- Battle of Arlabán (1811): Part of the Peninsular War
| Date | 25 May 1811 |
| Location | Mountain pass between Álava and Guipúzcoa, Spain42°58′38″N 2°34′17″W﻿ / ﻿42.97722°N 2.57139°W |
| Result | Spanish victory |

Belligerents
- French Empire: Spain

Commanders and leaders
- Colonel Laffitte (POW): Francisco Espoz y Mina

Strength
- 1,600: 3,000–4,500

Casualties and losses
- Unknown: Unknown

= Battle of Arlabán (1811) =

1811 battle during the Peninsular War

The Battle of Arlabán, also known as the First Surprise of Arlabán, took place at the heights of Arlabán, the mountain pass that separates the Basque provinces of Guipúzcoa and Álava, on 25 May 1811, during the Peninsular War.

==Battle==
At eight o'clock in the morning, a Spanish guerrilla force numbering between 3,000 and 4,500 men, led by Francisco Espoz y Mina, ambushed and captured the central part of a convoy made up of 150 wagons and 1,050 prisoners, escorted by 1,600 French troops led by Colonel Laffitte and spread out over 5 km. Seven hours later, the French finally surrendered. The Spanish captured a variety of supplies and weapons (the convoy was valued at 4 million reales), and 1,042 British, Portuguese and Spanish prisoners were released. The convoy became known as the convoy de los Ingleses because most of the prisoners were British.
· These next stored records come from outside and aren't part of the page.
PR #7833, opened 2022-09-06
exceptions: add reject action support to exception policy - v1

jufajardini:
Link to [redmine](https://redmine.openinfosecfoundation.org/projects/suricata/issues) ticket: https://redmine.openinfosecfoundation.org/projects/suricata/issues/5503

Describe changes:
- This enables the usage of 'reject' as an exception policy. As for both IPS and IDS modes the intended result of sending a reject packet is to reject the related flow, this will effectively mean setting the reject action to the packet that triggered the exception condition, and then dropping the associated flow.

suricata-verify-pr: 928
https://github.com/OISF/suricata-verify/pull/928


suricata-qa:
WARNING:
 
|--|--|--|--| 
| | tlpr1_stats_chk | | |
| .flow.memuse | 562615488 | 625215168 | 111.13% | 

Pipeline 9031

src/util-exception-policy.c
```diff
@@ -32,6 +32,10 @@ void ExceptionPolicyApply(Packet *p, enum ExceptionPolicy policy, enum PacketDro
         switch (policy) {
             case EXCEPTION_POLICY_IGNORE:
                 break;
+            case EXCEPTION_POLICY_REJECT:
+                SCLogDebug("EXCEPTION_POLICY_REJECT");
+                PacketDrop(p, ACTION_REJECT, drop_reason);
```
victorjulien, line 37: will calling `PacketDrop` twice in this path have any side effects?

jufajardini: I've considered that... Since now `PacketDrop` uses `PACKET_UPDATE_ACTION` and this one will not override the existing action or drop reason, my understanding is that it should be ok...

victorjulien:
Merged in #7839, thanks!

PR #7837, opened 2022-09-08
Smb file multiflow 4861 v2

catenacyber:
https://redmine.openinfosecfoundation.org/issues/4861

Describe changes:
- smb : handle multi-stream file transfers

This is a draft for feedback.

Based on a private pcap for testing, this uses SMB2_FILE_ENDOFFILE_INFO cf Wireshark filter `smb2.file_info.infolevel == 0x14 to start using multi-stream logic

Questions :
- How good is this `SMB2_FILE_ENDOFFILE_INFO` assumption ?
- How much should we use ippair logic ?
ippair is currently not used by the http range logic
ippair can improve the locking mechanisms
But then, it is harder to have a global memcap on the buffering done for multi-stream smb files...
This is the big question.
I am not sure about how much code HTTP range and smb should share...
Should multi-files share one memcap for instance ?
- Should we support parallel multiple multi-streams files transfers ?
That is between 2 IPs, multiple files (with their SMB guid) concurrently being transferred, each over multiple streams
- Should we handle reads as writes ? If so, I would need a pcap (cf SMB2_FILE_ENDOFFILE_INFO assumption)
- This draft is SMB2 only, would we want SMB1 ?
 
Also, the current multi-stream logic will not log a file until it is complete.
Because there may be a new flow coming that will complete the file.
And because to log it, we have to move its ownership from the global hash table to the transaction which will end up freeing it...
Thoughts about this ?

### DIFF
--- a/rust/src/smb/files.rs
+++ b/rust/src/smb/files.rs
@@ -22,8 +22,10 @@ use crate::filecontainer::*;
 
 use crate::smb::smb::*;
 
+use std::os::raw::c_uchar;
+
 /// File tracking transaction. Single direction only.
-#[derive(Default, Debug)]
+#[derive(Debug)]
 pub struct SMBTransactionFile {
     pub direction: Direction,
     pub fuid: Vec<u8>,
@@ -33,14 +35,29 @@ pub struct SMBTransactionFile {
     /// after a gap, this will be set to a time in the future. If the file
     /// receives no updates before that, it will be considered complete.
     pub post_gap_ts: u64,
+    pub file_range: *mut HttpRangeContainerBlock,
+    pub multi: bool,
 }
 
 impl SMBTransactionFile {
     pub fn new() -> Self {
         return Self {
             file_tracker: FileTransferTracker::new(),
-            ..Default::default()
+            file_range: std::ptr::null_mut(),
+            multi: false,
+            post_gap_ts: 0,
+            direction: Direction::default(),
+            fuid: Vec::new(),
+            file_name: Vec::new(),
+            share_name: Vec::new(),
         }
+    }
+}
+
+impl Drop for SMBTransactionFile {
+    fn drop(&mut self) {
+        // should have been already closed
+        debug_validate_bug_on!(!self.file_range.is_null());
     }
 }
 
@@ -55,6 +72,13 @@ pub fn filetracker_newchunk(ft: &mut FileTransferTracker, files: &mut FileContai
                     chunk_size, 0, is_last, xid); }
         None => panic!("no SURICATA_SMB_FILE_CONFIG"),
     }
+}
+
+// Defined in app-layer-htp-range.h
+extern "C" {
+    pub fn HttpRangeAppendData(
+        c: *mut HttpRangeContainerBlock, data: *const c_uchar, data_len: u32,
+    ) -> std::os::raw::c_int;
 }
 
 impl SMBState {
@@ -122,7 +146,7 @@ impl SMBState {
 
     // update in progress chunks for file transfers
     // return how much data we consumed
-    pub fn filetracker_update(&mut self, direction: Direction, data: &[u8], gap_size: u32) -> u32 {
+    pub fn filetracker_update(&mut self, direction: Direction, data: &[u8], gap_size: u32, eof: bool) -> u32 {
         let mut chunk_left = if direction == Direction::ToServer {
             self.file_ts_left
         } else {
@@ -175,6 +199,32 @@ impl SMBState {
                     }
 
                     let file_data = &data[0..data_to_handle_len];
+                    if !tdf.file_range.is_null() {
+                        unsafe {
+                            HttpRangeAppendData(tdf.file_range, file_data.as_ptr(), data_to_handle_len as u32);
+                        }
+                        if chunk_left == 0 || eof {
+                            let added = if let Some(c) = unsafe { SC } {
+                                let added = (c.HTPFileCloseHandleRange)(
+                                    files,
+                                    flags,
+                                    tdf.file_range,
+                                    std::ptr::null_mut(),
+                                    0,
+                                );
+                                (c.HttpRangeFreeBlock)(tdf.file_range);
+                                added
+                            } else {
+                                false
+                            };
+                            tdf.file_range = std::ptr::null_mut();
+                            if added {
+                                tx.tx_data.incr_files_opened();
+                            }
+                        }
+                    }
+
+                    //TODOsmbmulti5 use eof ?
                     let cs = tdf.file_tracker.update(files, flags, file_data, gap_size);
                     cs
                 } else {
--- a/rust/src/smb/smb.rs
+++ b/rust/src/smb/smb.rs
@@ -593,8 +593,9 @@ impl SMBTransaction {
     }
 
     pub fn free(&mut self) {
-        debug_validate_bug_on!(self.tx_data.files_opened > 1);
-        debug_validate_bug_on!(self.tx_data.files_logged > 1);
+        // there can be a multi file + a regular one logged
+        debug_validate_bug_on!(self.tx_data.files_opened > 2);
+        debug_validate_bug_on!(self.tx_data.files_logged > 2);
     }
 }
 
@@ -756,6 +757,8 @@ pub struct SMBState<> {
     pub ssn2vec_map: HashMap<SMBCommonHdr, Vec<u8>>,
     /// map guid to filename
     pub guid2name_map: HashMap<Vec<u8>, Vec<u8>>,
+    /// map guid to file size
+    pub guid2eof_map: HashMap<Vec<u8>, u64>,
     /// map ssn key to read offset
     pub ssn2vecoffset_map: HashMap<SMBCommonHdr, SMBFileGUIDOffset>,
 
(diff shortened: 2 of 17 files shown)


rust/src/smb/files.rs
```diff
@@ -33,17 +35,32 @@ pub struct SMBTransactionFile {
     /// after a gap, this will be set to a time in the future. If the file
     /// receives no updates before that, it will be considered complete.
     pub post_gap_ts: u64,
+    pub file_range: *mut HttpRangeContainerBlock,
```
catenacyber, line 38: @jasonish can I keep the derive Default and have `file_range` being null ?

rust/src/smb/files.rs
```diff
@@ -33,17 +35,32 @@ pub struct SMBTransactionFile {
...
+            fuid: Vec::new(),
+            file_name: Vec::new(),
+            share_name: Vec::new(),
         }
     }
 }
 
+impl Drop for SMBTransactionFile {
+    fn drop(&mut self) {
+        // should have been already closed
```
catenacyber, line 59: By the way, maybe we should try that for HTTP ranges

rust/src/smb/files.rs
```diff
@@ -175,6 +199,32 @@ impl SMBState {
...
+                                false
+                            };
+                            tdf.file_range = std::ptr::null_mut();
+                            if added {
+                                tx.tx_data.incr_files_opened();
+                            }
+                        }
+                    }
+
+                    //TODOsmbmulti5 use eof ?
```
catenacyber, line 227: @victorjulien who would know if we should use `stream_slice.flags() & STREAM_EOF` in this SMB code to properly close the file ? (somehow unrelated to this PR)

rust/src/smb/smb2.rs
```diff
@@ -264,7 +268,19 @@ pub fn smb2_read_response_record<'b>(state: &mut SMBState, r: &Smb2Record<'b>)
     }
 }
 
-pub fn smb2_write_request_record<'b>(state: &mut SMBState, r: &Smb2Record<'b>)
+// Defined in app-layer-smb.h
```
catenacyber, line 271: No declaration in app-layer-smb.h, but code in  app-layer-smb.c

rust/src/smb/smb2.rs
```diff
@@ -449,6 +501,16 @@ pub fn smb2_request_record<'b>(state: &mut SMBState, r: &Smb2Record<'b>)
                             tx.vercmd.set_smb2_cmd(SMB2_COMMAND_SET_INFO);
                             true
                         }
+                        Smb2SetInfoRequestData::EOF(ref eof) => {
+                            if let Some(_fname) = state.guid2name_map.get(rd.guid) {
+                                // gets removed on file close
+                                //TODOsmbmulti5 by the way guid2name_map never removed and not limited !
```
catenacyber, line 507: Should I create a ticket for `guid2name_map` : stateful structure forever growing without limits ?

src/app-layer-smb.c
```diff
@@ -36,11 +39,145 @@ static SuricataFileContext sfc = { &sbcfg };
...
+                if (key->filename == NULL) {
+                    SCFree(key);
+                    goto end;
+                }
+                key->filename_len = name_len;
+                memcpy(key->filename, filename, name_len);
+            }
+            goto end;
+        } else {
+            // different guid : keep old one TODOsmbmulti6 : handle multimulti ?
```
catenacyber, line 85: Do we want to handle multiple files, each over multiple streams ?

catenacyber: For one ip pair

src/app-layer-smb.c
```diff
@@ -36,11 +39,145 @@ static SuricataFileContext sfc = { &sbcfg };
...
+        goto end;
+    }
+    fcr.start = offset;
+    fcr.size = key->filesize;
+    if (offset + rlen > key->filesize) {
+        fcr.end = key->filesize;
+    } else {
+        fcr.end = offset + rlen;
+    }
+    // TODOsmbmulmti4 should we only rely on ippair and have nothing global ?
```
catenacyber, line 150: That is the big question for me...

src/ippair.c
```diff
@@ -773,6 +773,22 @@ static IPPair *IPPairGetUsedIPPair(void)
     return NULL;
 }
 
+int GetFlowAddresses(const Flow *f, Address *ip_src, Address *ip_dst)
```
catenacyber, line 776: Lost inlining because it is now used by 2 files...

suricata-qa:
ERROR:
 

ERROR: QA failed on smb_files_sha256.
  

Pipeline 9048

rust/src/smb/files.rs
```diff
@@ -57,6 +74,13 @@ pub fn filetracker_newchunk(ft: &mut FileTransferTracker, files: &mut FileContai
     }
 }
 
+// Defined in app-layer-htp-range.h
+extern "C" {
+    pub fn HttpRangeAppendData(
+        c: *mut HttpRangeContainerBlock, data: *const c_uchar, data_len: u32,
```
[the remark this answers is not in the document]
victorjulien: Think that makes sense.

rust/src/smb/files.rs
victorjulien: Not sure. A test case would be helpful.

rust/src/smb/smb.rs
```diff
@@ -593,8 +593,9 @@ impl SMBTransaction {
     }
 
     pub fn free(&mut self) {
-        debug_validate_bug_on!(self.tx_data.files_opened > 1);
-        debug_validate_bug_on!(self.tx_data.files_logged > 1);
+        // there can be a multi file + a regular one logged
```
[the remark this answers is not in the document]
victorjulien: I think you could have special logic for a tx that tracks a multi-stream file?

rust/src/smb/smb2.rs
victorjulien: Yes. We need a review of all the HashMaps in SMB and NFS state

src/app-layer-smb.c
victorjulien: I don't know for sure, but I would be quite surprised if there could just be a single multi stream file transfer per ip-pair. So this probably has to be a list.

Also wondering if such a list could be a Rust implementation. Guess it would need a void ptr in the key.

src/app-layer-smb.c
victorjulien: Not sure. What do the SMB protocol docs have to say about this?

src/ippair.c
victorjulien: Not critical I think

victorjulien:
Would like to see `smb: support multi-stream file transfers` commit message updated to explain the implementation choices, like using the ip-pair table, as well as file lifecycle, relationship with transactions, limits management, etc.

catenacyber:
Thanks for the review, will dive into it another day

rust/src/smb/files.rs
jasonish: > @jasonish can I keep the derive Default and have `file_range` being null ?

No, I do not believe so.

src/ippair.c
catenacyber: ok

src/app-layer-smb.c
catenacyber: https://docs.microsoft.com/en-us/openspecs/windows_protocols/ms-smb/44c3cf8d-0931-4923-8fdc-738537ba70ba

>   The FileId MUST be unique for a file on a given object store.

So, look like it does not depend on the client, only the server...

But SMB2 is less clear 
https://docs.microsoft.com/en-us/openspecs/windows_protocols/ms-smb2/f1d9b40d-e335-45fc-9d0b-199a31ede4c3

So, it is maybe best to not use ippair, and use a global hash table as for HTTP ranges, with the key having the server address and the file unique id...

src/app-layer-smb.c
catenacyber: Solved by dropping use of ippair and only using global hash table as for HTTP ranges (see below)

rust/src/smb/smb.rs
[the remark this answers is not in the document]
catenacyber: good idea, will do that

rust/src/smb/files.rs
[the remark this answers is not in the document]
catenacyber: will do

catenacyber:
> Would like to see `smb: support multi-stream file transfers` commit message updated to explain the implementation choices, like using the ip-pair table, as well as file lifecycle, relationship with transactions, limits management, etc.

Good idea, I would like to settle first on these implementation choices ;-)

victorjulien:
> > Would like to see `smb: support multi-stream file transfers` commit message updated to explain the implementation choices, like using the ip-pair table, as well as file lifecycle, relationship with transactions, limits management, etc.
> 
> Good idea, I would like to settle first on these implementation choices ;-)

As it will also help reviewers, I'd argue it needs to be part of draft PRs as well.

src/app-layer-smb.c
victorjulien: Might be good to look at other tools to see how they solve this. Zeek and Wireshark come to mind. Samba might also be interesting to look at.

catenacyber:
Replaced by https://github.com/OISF/suricata/pull/7863

PR #7458, opened 2022-06-01
security: prevents process creation

catenacyber:
Link to [redmine](https://redmine.openinfosecfoundation.org/projects/suricata/issues) ticket:
https://redmine.openinfosecfoundation.org/issues/5373

Describe changes:
- optionally calls `setrlimit(RLIMIT_NPROC, 0)` to prevent process creation by Suricata process

Modifies #7448 by excluding windows which does not have setrlimit

PR #7842, opened 2022-09-09
security: prevents process creation

catenacyber:
https://redmine.openinfosecfoundation.org/issues/5373

Describe changes:
- optionally calls `setrlimit(RLIMIT_NPROC, 0)` to prevent process creation by Suricata process

Modifies #7458 by taking review comments into account

### DIFF
--- a/doc/userguide/upgrade.rst
+++ b/doc/userguide/upgrade.rst
@@ -37,6 +37,12 @@ Major changes
 ~~~~~~~~~~~~~
 - Upgrade of PCRE1 to PCRE2. See :ref:`pcre-update-v1-to-v2` for more details.
 
+Security changes
+~~~~~~~~~~~~~~~~
+- Process creation by Suricata is now disabled by default, this can be configured with `security.limit-noproc` (for LUA scripts for instance)
+  This is done through the call of `setrlimit(RLIMIT_NPROC` cf `man setrlimit`.
+  This prevents potential exploits against Suricata to fork a new process, even if it does not prevent the call of `exec`.
+
 Removals
 ~~~~~~~~
 - The libprelude output plugin has been removed.
--- a/configure.ac
+++ b/configure.ac
@@ -209,6 +209,7 @@
     AC_CHECK_FUNCS([gethostname inet_ntoa uname])
     AC_CHECK_FUNCS([gettimeofday clock_gettime utime strptime tzset localtime_r])
     AC_CHECK_FUNCS([socket setenv select putenv dup2 endgrent endpwent atexit munmap])
+    AC_CHECK_FUNCS([setrlimit])
 
     AC_CHECK_FUNCS([fwrite_unlocked])
 
--- a/src/suricata.c
+++ b/src/suricata.c
@@ -30,6 +30,12 @@
 #if HAVE_SIGNAL_H
 #include <signal.h>
 #endif
+#ifndef OS_WIN32
+#ifdef HAVE_SYS_RESOURCE_H
+// setrlimit
+#include <sys/resource.h>
+#endif
+#endif
 
 #include "suricata.h"
 #include "decode.h"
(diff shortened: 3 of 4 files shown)


doc/userguide/upgrade.rst
```diff
@@ -37,6 +37,12 @@ Major changes
 ~~~~~~~~~~~~~
 - Upgrade of PCRE1 to PCRE2. See :ref:`pcre-update-v1-to-v2` for more details.
 
+Security changes
+~~~~~~~~~~~~~~~~
+- Process creation by Suricata is now disabled by default, this can be configured with `security.limit-noproc` (for LUA scripts for instance)
+  This is done through the call of `setrlimit(RLIMIT_NPROC` cf `man setrlimit`.
```
victorjulien, line 43: typo: missing `)`

doc/userguide/upgrade.rst
```diff
@@ -37,6 +37,12 @@ Major changes
 ~~~~~~~~~~~~~
```
victorjulien, line 37: would expect doc about this topic also outside of an 'upgrade' doc

doc/userguide/upgrade.rst
```diff
@@ -37,6 +37,12 @@ Major changes
...
 - Upgrade of PCRE1 to PCRE2. See :ref:`pcre-update-v1-to-v2` for more details.
 
+Security changes
+~~~~~~~~~~~~~~~~
+- Process creation by Suricata is now disabled by default, this can be configured with `security.limit-noproc` (for LUA scripts for instance)
```
victorjulien, line 42: the feature is disabled by default, but enabled in the new default config. Upgrade users would not get this unless they update their yaml

suricata-qa:
WARNING:
 
|--|--|--|--| 
| | tlpw1_stats_chk | | |
| .tcp.rst | 103033 | 125983 | 122.27% |
| | tlpr1_stats_chk | | |
| .flow.memuse | 562615488 | 609251008 | 108.29% | 

Pipeline 9082

suricata-qa:

Pipeline 9098

doc/userguide/upgrade.rst
catenacyber: Well `setrlimit(RLIMIT_NPROC)` is incorrect because setrlimit has 2 arguments...

Will rephrase

doc/userguide/upgrade.rst
catenacyber: @jufajardini should we have a security.rst in the user guide ? 
Or a Config hardening ?

doc/userguide/upgrade.rst
catenacyber: What do we want ?
I would have started with disabled by default, but I remember you were thinking otherwise, right ?

doc/userguide/upgrade.rst
victorjulien: btw I think `cf` should also be expanded. I took me a while to get used to this acronym, so others may be confused as well.

doc/userguide/upgrade.rst
victorjulien: Yes :)

doc/userguide/upgrade.rst
victorjulien: I think the behavior makes sense, but the statement here is a bit incomplete. Upgrading users might expect the setting to be enabled, while they still need to make a config adjustment for it to be enabled.

doc/userguide/upgrade.rst
jufajardini: (TIL config hardening :o )
I think I prefer the idea of a config hardening chapter/section

doc/userguide/upgrade.rst
jufajardini: Would it help if we rephrased to something like:
"Process creation by Suricata is now disabled by default. This must be configured with `security.limit-noproc`  "
?

doc/userguide/upgrade.rst
catenacyber: Ok, I thought latin confer was universal ;-)

doc/userguide/upgrade.rst
catenacyber: Proposing something in next PR

doc/userguide/upgrade.rst
catenacyber: New version coming

catenacyber:
Replaced by https://github.com/OISF/suricata/pull/7858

Aided by local guerrilla groups that knew the terrain well, Espoz y Mina had positioned his guerrilleros on both sides of the pass, on the route to France, some 20 km north of Vitoria, at four o'clock in the morning.

==Aftermath==
This was the last action that Espoz y Mina led as a guerrilla leader in Navarre. On 5 June, his forces, the División de Navarra, were integrated into the regular Army of Spain, but he would continue to lead his troops into battle against the French, including at the Second Surprise of Arlabán, on 9 April 1812.